[Saved entries]
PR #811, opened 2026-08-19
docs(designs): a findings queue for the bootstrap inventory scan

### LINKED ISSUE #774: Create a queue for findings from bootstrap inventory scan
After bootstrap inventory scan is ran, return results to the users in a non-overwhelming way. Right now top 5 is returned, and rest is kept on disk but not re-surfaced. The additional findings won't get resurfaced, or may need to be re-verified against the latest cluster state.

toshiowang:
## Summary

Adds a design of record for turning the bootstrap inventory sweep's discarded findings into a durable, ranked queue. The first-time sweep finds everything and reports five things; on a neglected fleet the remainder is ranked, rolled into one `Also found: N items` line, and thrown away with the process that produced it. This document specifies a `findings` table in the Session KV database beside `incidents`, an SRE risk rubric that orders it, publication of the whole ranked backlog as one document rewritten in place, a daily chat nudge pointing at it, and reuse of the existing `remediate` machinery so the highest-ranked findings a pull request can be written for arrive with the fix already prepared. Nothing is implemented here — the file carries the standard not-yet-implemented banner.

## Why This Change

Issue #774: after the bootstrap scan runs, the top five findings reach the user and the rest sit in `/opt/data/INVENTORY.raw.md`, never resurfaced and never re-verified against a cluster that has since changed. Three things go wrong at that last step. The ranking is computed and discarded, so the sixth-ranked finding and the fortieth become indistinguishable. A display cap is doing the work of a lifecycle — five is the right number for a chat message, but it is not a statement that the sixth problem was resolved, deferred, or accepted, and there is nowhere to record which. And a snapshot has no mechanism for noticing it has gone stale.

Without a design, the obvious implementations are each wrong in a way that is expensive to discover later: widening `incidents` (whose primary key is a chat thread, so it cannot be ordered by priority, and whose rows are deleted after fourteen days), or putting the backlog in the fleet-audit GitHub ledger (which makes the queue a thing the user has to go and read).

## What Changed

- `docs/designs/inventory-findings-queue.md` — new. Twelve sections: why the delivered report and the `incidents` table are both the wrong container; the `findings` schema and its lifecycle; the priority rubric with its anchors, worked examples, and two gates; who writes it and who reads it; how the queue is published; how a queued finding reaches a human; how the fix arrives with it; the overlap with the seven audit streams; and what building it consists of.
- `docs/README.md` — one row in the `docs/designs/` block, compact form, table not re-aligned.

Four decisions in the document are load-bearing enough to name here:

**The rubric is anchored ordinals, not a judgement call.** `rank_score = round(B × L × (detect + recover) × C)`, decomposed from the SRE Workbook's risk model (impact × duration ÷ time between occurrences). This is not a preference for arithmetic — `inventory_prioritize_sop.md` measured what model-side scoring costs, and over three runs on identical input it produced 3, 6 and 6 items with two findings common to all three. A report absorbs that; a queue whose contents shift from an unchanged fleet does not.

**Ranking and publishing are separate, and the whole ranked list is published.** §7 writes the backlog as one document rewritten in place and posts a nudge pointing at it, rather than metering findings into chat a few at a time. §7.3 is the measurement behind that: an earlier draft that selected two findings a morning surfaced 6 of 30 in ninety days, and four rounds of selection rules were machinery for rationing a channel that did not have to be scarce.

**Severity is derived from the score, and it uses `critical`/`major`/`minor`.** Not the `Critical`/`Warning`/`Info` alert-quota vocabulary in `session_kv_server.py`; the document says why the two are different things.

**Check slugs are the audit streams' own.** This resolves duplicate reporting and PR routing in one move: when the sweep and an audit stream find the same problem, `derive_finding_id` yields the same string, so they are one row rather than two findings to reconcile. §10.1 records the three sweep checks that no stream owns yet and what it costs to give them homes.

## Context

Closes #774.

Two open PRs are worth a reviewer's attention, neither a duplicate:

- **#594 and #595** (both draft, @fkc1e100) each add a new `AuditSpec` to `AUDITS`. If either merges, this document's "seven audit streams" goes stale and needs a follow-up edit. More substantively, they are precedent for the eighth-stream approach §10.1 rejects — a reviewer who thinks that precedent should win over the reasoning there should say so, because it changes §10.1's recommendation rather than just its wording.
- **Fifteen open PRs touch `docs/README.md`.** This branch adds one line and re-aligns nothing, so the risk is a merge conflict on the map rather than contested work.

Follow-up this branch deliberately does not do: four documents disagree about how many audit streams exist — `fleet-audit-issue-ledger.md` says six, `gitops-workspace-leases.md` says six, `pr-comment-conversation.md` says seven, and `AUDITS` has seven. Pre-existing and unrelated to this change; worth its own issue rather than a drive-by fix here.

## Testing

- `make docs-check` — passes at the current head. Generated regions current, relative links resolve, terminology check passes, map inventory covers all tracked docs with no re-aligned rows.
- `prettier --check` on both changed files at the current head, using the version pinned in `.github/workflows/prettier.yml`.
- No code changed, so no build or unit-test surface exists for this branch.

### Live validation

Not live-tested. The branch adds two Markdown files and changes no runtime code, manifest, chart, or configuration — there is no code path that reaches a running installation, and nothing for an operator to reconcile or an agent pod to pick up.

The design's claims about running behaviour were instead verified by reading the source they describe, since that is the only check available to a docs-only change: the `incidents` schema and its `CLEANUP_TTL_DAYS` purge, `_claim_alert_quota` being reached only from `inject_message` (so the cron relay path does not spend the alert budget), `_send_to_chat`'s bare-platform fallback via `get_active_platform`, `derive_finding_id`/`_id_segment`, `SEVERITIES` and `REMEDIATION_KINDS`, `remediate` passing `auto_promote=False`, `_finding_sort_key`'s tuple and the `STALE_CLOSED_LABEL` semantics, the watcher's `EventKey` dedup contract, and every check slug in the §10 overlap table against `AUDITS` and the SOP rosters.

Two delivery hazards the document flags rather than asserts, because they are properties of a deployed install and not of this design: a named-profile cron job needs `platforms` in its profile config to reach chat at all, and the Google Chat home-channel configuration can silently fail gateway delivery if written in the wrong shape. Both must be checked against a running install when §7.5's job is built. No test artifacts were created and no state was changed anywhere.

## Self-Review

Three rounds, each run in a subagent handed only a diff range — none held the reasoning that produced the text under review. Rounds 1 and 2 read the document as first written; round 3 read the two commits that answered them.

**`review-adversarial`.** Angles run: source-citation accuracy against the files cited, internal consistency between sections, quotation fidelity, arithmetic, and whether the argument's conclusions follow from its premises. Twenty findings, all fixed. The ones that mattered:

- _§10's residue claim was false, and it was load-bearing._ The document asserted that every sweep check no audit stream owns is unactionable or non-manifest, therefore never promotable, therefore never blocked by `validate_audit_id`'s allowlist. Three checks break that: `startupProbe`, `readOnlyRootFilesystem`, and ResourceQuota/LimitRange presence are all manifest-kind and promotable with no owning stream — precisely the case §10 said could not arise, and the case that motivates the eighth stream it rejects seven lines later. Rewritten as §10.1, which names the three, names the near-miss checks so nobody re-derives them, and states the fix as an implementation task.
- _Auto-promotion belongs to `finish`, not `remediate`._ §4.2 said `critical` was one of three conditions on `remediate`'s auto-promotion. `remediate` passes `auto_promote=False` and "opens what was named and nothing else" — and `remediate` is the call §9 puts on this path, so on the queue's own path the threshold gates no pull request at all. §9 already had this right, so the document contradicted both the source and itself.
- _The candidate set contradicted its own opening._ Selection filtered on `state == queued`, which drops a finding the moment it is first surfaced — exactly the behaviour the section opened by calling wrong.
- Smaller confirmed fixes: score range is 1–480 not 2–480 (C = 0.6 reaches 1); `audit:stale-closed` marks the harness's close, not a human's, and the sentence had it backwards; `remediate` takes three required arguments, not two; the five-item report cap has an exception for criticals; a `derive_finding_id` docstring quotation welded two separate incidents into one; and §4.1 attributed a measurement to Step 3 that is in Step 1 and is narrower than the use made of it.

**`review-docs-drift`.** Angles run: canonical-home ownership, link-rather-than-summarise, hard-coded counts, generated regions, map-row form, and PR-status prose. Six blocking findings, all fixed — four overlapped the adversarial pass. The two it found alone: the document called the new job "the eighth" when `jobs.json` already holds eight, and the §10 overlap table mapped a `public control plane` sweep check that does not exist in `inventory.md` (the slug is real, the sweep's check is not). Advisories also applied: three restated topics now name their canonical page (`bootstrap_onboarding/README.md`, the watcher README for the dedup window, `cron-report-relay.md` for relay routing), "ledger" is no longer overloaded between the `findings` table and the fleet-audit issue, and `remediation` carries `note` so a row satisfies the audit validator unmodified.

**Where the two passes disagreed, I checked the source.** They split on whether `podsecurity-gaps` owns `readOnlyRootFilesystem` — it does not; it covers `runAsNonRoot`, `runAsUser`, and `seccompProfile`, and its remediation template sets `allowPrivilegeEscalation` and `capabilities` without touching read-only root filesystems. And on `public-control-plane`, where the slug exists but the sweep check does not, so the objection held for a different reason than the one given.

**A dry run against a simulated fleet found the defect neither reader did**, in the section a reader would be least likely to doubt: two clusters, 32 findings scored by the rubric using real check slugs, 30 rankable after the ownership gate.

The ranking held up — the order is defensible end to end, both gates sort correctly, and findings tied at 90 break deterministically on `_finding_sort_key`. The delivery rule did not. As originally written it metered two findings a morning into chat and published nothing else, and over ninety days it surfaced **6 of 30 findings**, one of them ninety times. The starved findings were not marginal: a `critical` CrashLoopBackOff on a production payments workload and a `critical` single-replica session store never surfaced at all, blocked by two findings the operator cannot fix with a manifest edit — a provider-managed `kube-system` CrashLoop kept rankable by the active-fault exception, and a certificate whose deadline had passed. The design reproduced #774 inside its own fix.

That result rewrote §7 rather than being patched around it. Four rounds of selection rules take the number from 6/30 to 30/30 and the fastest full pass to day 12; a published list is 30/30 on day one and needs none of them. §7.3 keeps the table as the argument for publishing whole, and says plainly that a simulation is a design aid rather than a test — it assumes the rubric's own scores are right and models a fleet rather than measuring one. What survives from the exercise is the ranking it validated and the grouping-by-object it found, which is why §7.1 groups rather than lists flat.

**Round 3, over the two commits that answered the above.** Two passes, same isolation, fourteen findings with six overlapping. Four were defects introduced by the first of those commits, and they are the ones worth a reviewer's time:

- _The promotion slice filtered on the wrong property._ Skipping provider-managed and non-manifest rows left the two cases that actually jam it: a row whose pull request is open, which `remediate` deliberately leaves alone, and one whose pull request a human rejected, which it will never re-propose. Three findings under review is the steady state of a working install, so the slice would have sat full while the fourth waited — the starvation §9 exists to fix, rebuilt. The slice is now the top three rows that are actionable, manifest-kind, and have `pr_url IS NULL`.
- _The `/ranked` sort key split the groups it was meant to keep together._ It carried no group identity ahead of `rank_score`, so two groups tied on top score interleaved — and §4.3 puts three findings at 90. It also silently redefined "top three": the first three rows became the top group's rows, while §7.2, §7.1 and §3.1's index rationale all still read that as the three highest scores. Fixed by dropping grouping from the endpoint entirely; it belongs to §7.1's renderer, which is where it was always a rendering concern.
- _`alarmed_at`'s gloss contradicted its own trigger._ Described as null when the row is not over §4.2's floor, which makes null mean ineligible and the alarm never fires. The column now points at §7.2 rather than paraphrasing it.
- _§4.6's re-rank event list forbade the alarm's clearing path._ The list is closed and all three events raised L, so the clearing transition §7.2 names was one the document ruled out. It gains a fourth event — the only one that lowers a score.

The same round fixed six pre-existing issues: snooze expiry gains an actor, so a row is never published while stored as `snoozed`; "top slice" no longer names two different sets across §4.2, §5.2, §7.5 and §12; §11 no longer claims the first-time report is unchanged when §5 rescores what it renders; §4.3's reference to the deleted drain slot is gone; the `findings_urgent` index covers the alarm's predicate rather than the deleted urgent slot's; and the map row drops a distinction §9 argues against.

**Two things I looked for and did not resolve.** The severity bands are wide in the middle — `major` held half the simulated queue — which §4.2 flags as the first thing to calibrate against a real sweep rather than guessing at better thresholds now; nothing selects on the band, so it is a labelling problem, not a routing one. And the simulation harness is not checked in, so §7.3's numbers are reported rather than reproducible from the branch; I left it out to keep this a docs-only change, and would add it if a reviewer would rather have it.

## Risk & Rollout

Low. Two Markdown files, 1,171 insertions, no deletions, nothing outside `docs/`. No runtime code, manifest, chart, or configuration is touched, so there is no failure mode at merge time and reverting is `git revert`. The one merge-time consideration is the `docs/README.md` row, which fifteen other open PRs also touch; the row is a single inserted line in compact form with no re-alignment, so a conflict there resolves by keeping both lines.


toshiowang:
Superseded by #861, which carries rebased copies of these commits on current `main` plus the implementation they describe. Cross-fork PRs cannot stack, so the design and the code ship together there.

Your instructions: Read the records above. Show each line that has the string "edit".

The answer:
- **#594 and #595** (both draft, @fkc1e100) each add a new `AuditSpec` to `AUDITS`. If either merges, this document's "seven audit streams" goes stale and needs a follow-up edit. More substantively, they are precedent for the eighth-stream approach §10.1 rejects — a reviewer who thinks that precedent should win over the reasoning there should say so, because it changes §10.1's recommendation rather than just its wording.
The ranking held up — the order is defensible end to end, both gates sort correctly, and findings tied at 90 break deterministically on `_finding_sort_key`. The delivery rule did not. As originally written it metered two findings a morning into chat and published nothing else, and over ninety days it surfaced **6 of 30 findings**, one of them ninety times. The starved findings were not marginal: a `critical` CrashLoopBackOff on a production payments workload and a `critical` single-replica session store never surfaced at all, blocked by two findings the operator cannot fix with a manifest edit — a provider-managed `kube-system` CrashLoop kept rankable by the active-fault exception, and a certificate whose deadline had passed. The design reproduced #774 inside its own fix.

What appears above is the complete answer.